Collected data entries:
__________

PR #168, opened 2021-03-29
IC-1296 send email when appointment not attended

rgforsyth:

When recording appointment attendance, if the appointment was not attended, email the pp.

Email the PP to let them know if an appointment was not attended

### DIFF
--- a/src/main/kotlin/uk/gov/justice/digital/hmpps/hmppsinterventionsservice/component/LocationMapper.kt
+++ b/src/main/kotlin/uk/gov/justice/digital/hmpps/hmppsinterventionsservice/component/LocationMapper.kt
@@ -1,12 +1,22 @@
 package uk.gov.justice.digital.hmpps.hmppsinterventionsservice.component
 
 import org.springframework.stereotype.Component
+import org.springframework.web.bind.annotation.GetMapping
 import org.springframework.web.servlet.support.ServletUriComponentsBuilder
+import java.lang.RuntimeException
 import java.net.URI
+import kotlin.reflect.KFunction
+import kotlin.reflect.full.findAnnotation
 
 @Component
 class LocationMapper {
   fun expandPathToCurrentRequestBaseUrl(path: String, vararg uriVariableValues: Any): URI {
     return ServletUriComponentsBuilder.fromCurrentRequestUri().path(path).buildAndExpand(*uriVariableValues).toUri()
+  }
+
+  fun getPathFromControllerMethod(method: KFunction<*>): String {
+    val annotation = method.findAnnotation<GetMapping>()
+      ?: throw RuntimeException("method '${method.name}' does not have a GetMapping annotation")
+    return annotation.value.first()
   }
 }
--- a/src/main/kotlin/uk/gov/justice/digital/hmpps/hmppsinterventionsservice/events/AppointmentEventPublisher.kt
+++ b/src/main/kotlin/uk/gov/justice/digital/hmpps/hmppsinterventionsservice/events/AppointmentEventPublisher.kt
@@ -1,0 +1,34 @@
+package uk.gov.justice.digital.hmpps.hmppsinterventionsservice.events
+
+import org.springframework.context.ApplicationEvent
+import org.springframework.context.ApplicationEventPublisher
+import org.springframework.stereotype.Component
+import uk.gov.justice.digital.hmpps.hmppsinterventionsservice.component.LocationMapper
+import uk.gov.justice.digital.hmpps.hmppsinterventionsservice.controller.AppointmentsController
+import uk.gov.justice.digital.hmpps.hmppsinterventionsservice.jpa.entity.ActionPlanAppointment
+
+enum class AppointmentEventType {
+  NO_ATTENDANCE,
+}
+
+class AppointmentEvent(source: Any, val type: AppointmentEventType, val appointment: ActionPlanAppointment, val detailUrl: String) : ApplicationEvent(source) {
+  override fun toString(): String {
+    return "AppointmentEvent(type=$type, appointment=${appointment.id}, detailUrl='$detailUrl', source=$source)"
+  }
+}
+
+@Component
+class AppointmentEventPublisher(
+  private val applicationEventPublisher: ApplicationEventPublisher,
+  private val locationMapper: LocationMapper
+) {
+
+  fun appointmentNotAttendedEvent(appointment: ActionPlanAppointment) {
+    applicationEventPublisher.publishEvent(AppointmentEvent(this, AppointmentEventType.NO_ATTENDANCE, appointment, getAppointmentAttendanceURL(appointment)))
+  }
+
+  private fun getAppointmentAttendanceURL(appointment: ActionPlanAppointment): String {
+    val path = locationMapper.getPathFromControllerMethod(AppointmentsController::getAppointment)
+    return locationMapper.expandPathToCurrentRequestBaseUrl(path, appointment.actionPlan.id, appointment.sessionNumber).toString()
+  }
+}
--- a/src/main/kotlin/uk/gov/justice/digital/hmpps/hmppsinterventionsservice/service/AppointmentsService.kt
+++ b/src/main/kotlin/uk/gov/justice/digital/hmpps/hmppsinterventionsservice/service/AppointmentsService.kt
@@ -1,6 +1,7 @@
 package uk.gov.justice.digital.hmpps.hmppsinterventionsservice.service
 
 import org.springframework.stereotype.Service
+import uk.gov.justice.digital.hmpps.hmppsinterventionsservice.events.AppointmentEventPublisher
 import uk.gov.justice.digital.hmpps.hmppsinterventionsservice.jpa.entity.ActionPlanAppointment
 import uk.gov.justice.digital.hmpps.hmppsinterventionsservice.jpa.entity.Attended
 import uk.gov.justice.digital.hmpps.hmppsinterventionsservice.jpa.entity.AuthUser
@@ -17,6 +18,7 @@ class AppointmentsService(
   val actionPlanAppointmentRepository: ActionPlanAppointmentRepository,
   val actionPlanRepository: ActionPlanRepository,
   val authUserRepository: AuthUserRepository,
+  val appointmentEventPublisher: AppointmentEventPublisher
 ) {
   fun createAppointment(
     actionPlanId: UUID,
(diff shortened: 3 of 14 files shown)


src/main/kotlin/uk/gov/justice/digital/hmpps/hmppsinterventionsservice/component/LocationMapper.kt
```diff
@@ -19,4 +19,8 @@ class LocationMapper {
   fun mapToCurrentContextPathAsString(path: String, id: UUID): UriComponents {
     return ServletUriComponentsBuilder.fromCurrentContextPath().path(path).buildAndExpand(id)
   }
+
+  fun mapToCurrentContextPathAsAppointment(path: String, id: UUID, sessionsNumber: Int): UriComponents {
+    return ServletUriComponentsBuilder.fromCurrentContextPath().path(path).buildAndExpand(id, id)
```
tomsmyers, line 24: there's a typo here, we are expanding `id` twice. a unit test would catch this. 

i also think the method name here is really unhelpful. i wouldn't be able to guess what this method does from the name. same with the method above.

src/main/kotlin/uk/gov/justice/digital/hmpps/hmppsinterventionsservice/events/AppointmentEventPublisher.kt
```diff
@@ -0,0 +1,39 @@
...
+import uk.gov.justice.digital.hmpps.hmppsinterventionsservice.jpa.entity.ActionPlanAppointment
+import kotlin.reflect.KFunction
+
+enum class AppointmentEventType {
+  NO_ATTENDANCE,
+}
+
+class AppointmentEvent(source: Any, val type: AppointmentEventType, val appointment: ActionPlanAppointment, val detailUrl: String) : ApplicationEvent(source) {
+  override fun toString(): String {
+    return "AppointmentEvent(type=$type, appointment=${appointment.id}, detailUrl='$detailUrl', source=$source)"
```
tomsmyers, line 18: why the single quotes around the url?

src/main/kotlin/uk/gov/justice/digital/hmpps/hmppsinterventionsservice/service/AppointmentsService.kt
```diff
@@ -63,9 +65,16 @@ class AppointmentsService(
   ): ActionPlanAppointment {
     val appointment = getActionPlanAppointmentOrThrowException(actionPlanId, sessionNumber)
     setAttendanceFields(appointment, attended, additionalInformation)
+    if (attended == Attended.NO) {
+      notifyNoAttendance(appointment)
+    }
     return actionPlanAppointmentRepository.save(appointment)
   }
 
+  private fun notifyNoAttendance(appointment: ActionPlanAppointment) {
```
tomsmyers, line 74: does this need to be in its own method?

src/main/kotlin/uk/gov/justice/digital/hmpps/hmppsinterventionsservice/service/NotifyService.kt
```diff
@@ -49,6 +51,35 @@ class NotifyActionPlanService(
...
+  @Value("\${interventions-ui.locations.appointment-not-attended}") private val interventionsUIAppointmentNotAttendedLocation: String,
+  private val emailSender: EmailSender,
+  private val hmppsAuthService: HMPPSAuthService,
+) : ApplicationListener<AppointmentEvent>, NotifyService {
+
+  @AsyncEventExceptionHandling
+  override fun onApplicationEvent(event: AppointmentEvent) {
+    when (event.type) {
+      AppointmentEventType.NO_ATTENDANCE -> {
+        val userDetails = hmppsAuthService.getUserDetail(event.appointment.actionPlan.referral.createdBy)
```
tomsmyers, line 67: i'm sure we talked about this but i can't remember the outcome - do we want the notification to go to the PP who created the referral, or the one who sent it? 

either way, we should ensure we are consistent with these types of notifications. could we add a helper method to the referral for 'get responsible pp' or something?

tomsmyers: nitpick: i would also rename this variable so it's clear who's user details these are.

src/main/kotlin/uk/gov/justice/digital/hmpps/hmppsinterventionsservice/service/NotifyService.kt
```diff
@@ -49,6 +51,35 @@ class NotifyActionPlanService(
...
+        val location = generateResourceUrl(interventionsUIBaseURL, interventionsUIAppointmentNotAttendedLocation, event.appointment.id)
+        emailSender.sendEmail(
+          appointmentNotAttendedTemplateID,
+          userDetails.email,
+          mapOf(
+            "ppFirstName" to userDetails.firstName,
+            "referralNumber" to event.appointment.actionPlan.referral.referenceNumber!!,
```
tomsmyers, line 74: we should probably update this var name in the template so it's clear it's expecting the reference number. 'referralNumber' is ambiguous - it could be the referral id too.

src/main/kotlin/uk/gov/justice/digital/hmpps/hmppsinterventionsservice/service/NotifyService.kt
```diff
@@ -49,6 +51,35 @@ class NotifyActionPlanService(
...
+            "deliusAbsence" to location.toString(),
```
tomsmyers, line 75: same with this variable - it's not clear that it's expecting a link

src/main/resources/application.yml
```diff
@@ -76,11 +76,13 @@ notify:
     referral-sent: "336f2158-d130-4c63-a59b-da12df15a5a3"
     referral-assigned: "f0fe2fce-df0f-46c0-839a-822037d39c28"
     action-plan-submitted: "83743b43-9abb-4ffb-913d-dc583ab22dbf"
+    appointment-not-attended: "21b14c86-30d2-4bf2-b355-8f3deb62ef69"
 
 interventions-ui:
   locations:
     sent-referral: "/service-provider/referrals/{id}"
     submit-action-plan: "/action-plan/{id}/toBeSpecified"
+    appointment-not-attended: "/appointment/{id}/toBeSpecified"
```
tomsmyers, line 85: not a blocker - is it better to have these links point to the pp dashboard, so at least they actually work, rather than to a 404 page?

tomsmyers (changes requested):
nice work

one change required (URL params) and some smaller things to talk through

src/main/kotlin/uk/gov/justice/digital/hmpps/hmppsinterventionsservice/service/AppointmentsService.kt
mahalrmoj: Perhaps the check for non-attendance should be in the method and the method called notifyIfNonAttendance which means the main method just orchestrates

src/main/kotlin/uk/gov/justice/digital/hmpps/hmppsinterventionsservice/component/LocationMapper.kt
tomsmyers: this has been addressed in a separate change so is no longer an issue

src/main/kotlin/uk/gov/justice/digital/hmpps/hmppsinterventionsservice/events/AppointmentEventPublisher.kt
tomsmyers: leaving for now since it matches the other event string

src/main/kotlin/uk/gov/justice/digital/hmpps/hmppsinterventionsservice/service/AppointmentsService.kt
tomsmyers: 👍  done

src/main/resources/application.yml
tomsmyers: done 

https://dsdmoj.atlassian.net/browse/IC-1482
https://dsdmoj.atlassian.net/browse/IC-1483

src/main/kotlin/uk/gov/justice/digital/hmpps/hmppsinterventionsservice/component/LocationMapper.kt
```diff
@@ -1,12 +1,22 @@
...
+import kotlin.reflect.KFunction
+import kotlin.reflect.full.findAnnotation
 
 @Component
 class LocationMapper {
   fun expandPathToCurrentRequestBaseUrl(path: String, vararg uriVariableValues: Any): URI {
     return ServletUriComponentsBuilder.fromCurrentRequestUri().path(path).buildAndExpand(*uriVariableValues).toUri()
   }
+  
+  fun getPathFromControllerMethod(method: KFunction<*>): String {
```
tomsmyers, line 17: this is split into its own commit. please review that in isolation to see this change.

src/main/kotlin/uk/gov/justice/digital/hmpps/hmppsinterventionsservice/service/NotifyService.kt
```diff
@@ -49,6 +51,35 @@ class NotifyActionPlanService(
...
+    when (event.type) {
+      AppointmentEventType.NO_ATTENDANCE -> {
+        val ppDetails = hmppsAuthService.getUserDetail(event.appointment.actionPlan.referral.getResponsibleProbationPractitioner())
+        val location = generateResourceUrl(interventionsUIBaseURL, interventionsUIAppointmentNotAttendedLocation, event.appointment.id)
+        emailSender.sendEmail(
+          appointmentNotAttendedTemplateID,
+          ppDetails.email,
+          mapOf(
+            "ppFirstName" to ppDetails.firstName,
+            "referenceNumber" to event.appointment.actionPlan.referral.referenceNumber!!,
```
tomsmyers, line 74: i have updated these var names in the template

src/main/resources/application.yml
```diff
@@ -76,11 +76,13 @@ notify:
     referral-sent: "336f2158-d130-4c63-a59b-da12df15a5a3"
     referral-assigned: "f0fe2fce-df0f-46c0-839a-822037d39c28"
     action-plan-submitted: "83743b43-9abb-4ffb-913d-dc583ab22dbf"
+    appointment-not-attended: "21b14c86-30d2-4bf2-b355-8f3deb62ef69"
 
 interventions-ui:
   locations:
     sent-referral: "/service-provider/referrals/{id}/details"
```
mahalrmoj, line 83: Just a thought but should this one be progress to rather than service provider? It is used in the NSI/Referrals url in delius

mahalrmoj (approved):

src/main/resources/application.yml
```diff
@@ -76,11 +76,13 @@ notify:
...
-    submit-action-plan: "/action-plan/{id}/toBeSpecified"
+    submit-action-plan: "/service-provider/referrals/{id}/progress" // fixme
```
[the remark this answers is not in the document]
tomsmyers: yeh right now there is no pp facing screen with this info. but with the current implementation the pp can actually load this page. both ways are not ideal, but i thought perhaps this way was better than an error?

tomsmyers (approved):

__________

Problem to work on:
Which lines of the data contain the string "expecting"? Copy each of them.

Task answer:
tomsmyers, line 74: we should probably update this var name in the template so it's clear it's expecting the reference number. 'referralNumber' is ambiguous - it could be the referral id too.
tomsmyers, line 75: same with this variable - it's not clear that it's expecting a link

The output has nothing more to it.